BEGIN
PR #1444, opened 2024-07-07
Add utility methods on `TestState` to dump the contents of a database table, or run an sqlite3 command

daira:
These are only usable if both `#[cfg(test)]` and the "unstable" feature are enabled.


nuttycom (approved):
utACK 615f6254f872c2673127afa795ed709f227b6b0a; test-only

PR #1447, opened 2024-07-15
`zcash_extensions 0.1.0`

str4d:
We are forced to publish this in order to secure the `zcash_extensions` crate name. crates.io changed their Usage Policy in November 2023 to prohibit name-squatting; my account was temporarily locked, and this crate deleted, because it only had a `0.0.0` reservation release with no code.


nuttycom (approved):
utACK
END
BEGIN
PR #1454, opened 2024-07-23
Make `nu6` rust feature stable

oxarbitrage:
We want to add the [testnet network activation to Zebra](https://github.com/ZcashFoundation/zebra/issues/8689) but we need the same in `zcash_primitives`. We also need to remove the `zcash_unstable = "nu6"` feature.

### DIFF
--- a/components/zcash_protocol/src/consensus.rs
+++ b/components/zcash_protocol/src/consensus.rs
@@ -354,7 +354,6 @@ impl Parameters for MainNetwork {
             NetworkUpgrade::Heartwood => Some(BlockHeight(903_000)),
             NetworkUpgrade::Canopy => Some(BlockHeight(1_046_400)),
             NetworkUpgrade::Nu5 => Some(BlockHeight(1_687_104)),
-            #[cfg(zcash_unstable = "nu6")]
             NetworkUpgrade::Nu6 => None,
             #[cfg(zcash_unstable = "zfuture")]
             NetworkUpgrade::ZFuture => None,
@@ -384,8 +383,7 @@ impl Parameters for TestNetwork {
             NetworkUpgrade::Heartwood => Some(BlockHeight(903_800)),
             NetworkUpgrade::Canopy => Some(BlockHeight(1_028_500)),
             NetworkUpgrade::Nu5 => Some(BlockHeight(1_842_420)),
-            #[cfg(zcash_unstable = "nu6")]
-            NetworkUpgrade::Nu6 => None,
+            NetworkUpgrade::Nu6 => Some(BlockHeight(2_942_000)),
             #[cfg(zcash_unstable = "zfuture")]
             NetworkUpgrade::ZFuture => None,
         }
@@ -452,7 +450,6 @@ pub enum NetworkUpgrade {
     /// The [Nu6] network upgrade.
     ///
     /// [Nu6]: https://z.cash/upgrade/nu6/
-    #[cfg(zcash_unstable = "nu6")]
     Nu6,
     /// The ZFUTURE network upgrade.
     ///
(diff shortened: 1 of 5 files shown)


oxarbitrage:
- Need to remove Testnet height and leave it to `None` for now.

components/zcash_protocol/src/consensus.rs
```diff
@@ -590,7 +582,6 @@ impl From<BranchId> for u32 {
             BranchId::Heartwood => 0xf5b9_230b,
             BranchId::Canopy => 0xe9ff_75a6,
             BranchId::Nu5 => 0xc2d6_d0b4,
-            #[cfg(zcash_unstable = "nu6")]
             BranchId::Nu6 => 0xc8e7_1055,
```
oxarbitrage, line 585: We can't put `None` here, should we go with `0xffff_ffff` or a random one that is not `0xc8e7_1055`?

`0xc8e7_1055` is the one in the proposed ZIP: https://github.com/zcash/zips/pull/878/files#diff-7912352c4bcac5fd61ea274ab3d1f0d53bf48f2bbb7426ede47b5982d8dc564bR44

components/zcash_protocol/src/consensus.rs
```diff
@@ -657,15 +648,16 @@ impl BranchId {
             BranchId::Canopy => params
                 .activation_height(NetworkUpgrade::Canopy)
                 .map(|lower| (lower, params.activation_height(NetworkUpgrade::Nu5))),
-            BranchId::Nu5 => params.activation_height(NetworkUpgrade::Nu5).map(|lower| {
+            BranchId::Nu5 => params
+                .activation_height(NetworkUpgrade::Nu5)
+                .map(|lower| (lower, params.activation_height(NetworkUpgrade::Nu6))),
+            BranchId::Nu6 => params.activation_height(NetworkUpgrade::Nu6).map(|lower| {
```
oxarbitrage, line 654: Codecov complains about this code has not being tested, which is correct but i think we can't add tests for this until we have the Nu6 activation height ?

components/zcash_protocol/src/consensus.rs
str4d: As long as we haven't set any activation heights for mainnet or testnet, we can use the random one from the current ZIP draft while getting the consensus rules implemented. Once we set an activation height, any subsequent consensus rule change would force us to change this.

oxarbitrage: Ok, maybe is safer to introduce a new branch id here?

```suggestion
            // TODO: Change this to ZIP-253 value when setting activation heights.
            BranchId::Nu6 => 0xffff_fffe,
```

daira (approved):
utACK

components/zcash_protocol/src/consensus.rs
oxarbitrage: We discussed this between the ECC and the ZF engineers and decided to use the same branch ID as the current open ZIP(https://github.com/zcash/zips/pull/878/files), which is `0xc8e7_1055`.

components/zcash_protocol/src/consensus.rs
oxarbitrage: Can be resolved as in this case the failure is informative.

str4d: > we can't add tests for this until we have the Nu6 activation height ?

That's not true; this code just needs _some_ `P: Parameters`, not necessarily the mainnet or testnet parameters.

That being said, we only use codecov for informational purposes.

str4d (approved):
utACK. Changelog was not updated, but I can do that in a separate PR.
END
- [THE PROBLEM]:
Above are the records; report each line in them that includes the word "here".

- [WORKED SOLUTION]:
oxarbitrage, line 585: We can't put `None` here, should we go with `0xffff_ffff` or a random one that is not `0xc8e7_1055`?
oxarbitrage: Ok, maybe is safer to introduce a new branch id here?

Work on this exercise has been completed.